● **EXERCISE INPUT**

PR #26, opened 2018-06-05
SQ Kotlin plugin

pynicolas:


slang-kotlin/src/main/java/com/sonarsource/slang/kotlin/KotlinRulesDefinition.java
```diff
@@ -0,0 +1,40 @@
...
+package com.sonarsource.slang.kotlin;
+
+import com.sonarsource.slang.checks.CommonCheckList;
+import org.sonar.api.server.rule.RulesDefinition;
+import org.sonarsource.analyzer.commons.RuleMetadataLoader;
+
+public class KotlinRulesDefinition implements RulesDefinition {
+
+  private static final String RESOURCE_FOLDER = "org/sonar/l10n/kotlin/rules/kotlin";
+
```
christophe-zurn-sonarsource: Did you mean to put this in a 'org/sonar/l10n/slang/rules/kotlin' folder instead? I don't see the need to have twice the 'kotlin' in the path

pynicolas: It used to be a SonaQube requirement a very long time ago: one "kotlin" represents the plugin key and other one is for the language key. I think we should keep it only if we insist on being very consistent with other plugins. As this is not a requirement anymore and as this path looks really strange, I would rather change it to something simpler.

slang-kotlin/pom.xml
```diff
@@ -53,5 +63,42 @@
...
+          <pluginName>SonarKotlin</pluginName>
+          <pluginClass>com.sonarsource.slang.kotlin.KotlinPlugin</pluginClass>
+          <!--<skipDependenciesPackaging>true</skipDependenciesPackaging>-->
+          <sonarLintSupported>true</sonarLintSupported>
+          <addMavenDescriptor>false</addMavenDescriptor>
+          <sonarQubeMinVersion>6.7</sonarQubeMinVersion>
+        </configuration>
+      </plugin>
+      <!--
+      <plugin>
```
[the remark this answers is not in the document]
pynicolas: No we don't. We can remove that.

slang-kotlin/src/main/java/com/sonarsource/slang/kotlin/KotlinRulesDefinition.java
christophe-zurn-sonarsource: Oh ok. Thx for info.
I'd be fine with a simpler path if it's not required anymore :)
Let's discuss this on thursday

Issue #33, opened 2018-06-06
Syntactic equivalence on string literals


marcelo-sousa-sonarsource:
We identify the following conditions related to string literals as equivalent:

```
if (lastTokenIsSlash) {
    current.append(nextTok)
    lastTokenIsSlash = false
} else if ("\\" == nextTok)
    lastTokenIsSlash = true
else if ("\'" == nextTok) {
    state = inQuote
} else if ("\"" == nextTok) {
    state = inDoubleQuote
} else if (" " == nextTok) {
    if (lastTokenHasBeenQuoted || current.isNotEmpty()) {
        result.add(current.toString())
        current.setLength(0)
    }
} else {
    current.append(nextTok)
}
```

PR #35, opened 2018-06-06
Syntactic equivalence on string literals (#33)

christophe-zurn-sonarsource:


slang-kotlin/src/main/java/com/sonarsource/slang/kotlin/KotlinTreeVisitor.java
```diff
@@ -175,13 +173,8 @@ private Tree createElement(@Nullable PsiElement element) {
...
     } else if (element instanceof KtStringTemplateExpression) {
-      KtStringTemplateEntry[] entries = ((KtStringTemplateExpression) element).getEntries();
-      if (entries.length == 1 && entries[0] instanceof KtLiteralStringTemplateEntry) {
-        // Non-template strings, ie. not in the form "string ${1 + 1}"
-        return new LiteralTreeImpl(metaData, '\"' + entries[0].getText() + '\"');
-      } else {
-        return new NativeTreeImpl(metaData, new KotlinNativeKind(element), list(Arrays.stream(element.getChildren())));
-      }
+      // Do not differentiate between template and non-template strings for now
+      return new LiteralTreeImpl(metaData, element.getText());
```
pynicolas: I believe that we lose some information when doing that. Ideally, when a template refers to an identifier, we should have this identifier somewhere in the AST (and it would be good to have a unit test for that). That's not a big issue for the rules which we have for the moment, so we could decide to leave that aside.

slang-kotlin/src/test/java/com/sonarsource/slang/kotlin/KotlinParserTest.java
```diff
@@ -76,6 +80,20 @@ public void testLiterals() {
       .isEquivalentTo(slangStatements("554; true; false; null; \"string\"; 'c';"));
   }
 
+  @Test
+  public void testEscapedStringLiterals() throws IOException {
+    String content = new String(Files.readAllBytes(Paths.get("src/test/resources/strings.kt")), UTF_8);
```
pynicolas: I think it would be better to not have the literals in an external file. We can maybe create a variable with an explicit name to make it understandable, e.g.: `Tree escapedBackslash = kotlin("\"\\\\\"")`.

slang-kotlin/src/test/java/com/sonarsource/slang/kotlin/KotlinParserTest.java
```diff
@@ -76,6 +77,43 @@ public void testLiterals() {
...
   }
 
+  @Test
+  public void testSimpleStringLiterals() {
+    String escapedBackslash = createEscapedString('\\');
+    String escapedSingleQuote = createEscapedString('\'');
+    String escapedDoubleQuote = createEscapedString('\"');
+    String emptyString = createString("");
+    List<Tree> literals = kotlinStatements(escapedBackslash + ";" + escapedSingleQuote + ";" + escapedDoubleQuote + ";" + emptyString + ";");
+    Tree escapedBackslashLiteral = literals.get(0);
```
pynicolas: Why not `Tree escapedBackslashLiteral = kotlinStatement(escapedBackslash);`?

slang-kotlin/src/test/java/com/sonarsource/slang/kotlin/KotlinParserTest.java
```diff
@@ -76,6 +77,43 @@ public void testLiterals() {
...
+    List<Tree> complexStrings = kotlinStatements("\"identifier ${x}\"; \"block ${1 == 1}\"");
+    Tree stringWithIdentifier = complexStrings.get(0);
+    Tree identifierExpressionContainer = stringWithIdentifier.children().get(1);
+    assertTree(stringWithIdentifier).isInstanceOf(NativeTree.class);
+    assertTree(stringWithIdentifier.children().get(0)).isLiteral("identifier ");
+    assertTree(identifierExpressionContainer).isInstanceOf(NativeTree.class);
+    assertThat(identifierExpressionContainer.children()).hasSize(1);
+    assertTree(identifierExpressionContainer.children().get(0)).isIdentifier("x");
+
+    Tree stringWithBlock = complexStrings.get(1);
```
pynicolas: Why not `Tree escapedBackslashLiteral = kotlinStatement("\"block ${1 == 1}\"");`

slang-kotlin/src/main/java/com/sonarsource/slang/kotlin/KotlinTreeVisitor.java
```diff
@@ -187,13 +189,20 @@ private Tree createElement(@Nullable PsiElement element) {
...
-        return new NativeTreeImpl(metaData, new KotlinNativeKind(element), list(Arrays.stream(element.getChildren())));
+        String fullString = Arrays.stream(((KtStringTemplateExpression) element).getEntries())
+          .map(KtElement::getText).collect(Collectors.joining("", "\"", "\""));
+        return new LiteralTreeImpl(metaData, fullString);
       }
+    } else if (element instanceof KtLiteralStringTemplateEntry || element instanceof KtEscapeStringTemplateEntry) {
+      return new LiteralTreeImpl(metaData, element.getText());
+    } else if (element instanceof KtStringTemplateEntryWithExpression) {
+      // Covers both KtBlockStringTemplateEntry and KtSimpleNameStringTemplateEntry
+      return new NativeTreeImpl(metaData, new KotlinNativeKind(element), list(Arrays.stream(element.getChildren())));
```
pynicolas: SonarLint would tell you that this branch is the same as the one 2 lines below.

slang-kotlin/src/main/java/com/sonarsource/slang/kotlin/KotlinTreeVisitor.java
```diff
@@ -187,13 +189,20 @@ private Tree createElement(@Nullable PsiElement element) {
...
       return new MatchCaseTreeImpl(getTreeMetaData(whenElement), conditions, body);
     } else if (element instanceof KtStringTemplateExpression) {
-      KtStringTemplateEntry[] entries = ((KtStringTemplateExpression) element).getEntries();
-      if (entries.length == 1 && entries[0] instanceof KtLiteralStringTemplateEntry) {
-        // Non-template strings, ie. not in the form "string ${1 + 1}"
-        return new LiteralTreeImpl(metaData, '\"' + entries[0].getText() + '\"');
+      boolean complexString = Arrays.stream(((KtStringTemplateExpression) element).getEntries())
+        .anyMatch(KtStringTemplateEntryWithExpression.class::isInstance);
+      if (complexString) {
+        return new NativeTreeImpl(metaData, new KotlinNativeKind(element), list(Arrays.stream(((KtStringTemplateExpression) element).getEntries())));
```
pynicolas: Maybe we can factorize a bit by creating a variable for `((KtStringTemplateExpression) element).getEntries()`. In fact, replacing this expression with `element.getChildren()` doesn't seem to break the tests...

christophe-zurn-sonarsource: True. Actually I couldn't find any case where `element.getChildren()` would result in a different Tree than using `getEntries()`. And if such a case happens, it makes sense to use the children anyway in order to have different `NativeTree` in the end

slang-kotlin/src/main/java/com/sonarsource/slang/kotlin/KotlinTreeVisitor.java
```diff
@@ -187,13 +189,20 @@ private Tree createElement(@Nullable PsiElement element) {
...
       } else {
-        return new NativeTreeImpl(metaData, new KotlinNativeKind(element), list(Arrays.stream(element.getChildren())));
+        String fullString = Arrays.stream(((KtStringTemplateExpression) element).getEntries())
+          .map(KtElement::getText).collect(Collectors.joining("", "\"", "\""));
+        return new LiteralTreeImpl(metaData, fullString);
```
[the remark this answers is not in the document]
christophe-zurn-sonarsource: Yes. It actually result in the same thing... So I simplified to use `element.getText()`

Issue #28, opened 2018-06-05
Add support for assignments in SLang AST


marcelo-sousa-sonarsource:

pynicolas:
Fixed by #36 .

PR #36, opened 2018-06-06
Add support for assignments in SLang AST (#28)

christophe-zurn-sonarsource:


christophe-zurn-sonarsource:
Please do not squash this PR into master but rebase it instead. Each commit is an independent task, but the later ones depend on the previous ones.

● **WHAT YOU ARE ASKED TO DO**
Line count for "public": count the lines of the records above that contain it and give only the number.

● **EXERCISE ANSWER**
6